Stored data:
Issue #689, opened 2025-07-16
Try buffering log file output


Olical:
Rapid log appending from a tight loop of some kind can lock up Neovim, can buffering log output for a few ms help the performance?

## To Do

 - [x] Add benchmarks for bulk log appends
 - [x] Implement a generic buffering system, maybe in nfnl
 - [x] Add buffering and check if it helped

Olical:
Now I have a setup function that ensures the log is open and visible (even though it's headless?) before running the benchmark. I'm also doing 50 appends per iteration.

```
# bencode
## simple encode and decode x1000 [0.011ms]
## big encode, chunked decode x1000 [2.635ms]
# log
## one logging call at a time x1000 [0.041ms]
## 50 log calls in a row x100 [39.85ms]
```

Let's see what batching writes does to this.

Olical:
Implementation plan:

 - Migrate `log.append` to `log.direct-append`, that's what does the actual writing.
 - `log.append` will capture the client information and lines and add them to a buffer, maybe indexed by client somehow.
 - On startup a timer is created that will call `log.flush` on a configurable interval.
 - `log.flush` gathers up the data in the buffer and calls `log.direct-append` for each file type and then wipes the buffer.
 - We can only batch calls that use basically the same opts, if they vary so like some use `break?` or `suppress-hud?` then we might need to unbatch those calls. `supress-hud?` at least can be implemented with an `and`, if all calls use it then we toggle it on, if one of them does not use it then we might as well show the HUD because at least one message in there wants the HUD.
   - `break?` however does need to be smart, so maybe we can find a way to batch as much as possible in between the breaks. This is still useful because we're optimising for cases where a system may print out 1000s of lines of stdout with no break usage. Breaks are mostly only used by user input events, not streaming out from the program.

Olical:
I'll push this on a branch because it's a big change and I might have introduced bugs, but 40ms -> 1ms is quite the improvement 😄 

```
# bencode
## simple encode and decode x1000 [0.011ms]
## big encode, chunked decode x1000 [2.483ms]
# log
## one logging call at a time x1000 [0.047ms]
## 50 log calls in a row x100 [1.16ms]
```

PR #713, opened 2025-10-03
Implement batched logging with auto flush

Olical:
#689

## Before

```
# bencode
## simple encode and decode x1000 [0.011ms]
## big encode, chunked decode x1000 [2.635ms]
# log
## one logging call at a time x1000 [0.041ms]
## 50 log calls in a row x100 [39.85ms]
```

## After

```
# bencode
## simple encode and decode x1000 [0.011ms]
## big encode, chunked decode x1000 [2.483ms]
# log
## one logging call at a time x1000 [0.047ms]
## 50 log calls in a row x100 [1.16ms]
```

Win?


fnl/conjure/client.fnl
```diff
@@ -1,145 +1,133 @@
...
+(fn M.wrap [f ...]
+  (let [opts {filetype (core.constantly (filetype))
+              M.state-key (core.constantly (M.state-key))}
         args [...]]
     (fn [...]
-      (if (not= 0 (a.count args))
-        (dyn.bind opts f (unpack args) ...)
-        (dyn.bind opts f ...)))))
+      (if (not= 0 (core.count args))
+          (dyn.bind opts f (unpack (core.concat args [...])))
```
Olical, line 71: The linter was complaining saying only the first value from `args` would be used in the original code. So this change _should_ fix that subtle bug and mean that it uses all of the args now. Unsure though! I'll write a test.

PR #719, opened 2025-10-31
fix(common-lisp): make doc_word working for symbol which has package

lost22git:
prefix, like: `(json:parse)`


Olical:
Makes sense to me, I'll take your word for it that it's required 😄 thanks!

* * *

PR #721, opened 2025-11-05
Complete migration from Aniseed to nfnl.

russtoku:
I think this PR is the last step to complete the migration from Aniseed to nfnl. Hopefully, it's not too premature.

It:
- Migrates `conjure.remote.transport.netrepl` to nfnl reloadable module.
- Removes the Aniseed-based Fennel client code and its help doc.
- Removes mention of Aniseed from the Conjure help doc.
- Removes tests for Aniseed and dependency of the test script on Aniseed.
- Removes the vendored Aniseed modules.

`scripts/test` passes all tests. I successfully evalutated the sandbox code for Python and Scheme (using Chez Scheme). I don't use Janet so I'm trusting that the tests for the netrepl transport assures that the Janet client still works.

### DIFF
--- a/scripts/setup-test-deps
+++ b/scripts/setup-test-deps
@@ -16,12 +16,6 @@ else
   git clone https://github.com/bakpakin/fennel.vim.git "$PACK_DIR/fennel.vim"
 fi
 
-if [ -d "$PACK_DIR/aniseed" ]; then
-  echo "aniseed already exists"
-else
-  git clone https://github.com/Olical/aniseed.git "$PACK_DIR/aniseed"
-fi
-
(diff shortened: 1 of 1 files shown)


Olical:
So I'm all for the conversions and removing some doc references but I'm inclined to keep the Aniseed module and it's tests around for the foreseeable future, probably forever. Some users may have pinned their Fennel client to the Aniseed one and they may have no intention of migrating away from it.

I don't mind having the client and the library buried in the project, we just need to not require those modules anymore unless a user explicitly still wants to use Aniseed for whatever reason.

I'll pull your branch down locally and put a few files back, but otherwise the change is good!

==

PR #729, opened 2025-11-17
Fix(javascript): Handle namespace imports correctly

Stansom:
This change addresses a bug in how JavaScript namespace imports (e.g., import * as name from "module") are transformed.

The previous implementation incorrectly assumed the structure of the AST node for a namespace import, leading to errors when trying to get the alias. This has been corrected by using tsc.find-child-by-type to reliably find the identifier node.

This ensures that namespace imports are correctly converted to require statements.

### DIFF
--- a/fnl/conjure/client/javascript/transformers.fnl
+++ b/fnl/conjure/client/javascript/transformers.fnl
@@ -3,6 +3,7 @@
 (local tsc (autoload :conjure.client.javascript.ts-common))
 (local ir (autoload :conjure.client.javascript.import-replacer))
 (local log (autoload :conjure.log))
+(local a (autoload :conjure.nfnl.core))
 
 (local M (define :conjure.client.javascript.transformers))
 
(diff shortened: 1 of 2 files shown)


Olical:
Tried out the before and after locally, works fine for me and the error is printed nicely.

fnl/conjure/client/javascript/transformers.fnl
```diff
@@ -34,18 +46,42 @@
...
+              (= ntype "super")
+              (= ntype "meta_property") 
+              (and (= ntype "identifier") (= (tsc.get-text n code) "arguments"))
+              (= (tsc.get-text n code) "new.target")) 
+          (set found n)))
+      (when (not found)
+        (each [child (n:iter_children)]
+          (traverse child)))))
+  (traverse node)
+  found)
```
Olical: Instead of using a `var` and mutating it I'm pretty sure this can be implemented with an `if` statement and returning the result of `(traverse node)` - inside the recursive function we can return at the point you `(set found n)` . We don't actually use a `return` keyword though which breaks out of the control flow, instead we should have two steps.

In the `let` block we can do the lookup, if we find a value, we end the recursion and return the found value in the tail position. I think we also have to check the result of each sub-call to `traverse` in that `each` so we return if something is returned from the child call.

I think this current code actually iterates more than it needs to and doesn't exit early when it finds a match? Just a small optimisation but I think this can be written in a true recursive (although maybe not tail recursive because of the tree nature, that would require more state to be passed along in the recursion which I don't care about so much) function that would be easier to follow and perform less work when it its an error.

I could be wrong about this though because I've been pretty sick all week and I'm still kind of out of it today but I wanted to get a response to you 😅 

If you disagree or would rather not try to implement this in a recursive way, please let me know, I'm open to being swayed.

Assigned task:
Your task is to collect every line above that contains the word "files".

Response below:
(diff shortened: 1 of 1 files shown)
I'll pull your branch down locally and put a few files back, but otherwise the change is good!
(diff shortened: 1 of 2 files shown)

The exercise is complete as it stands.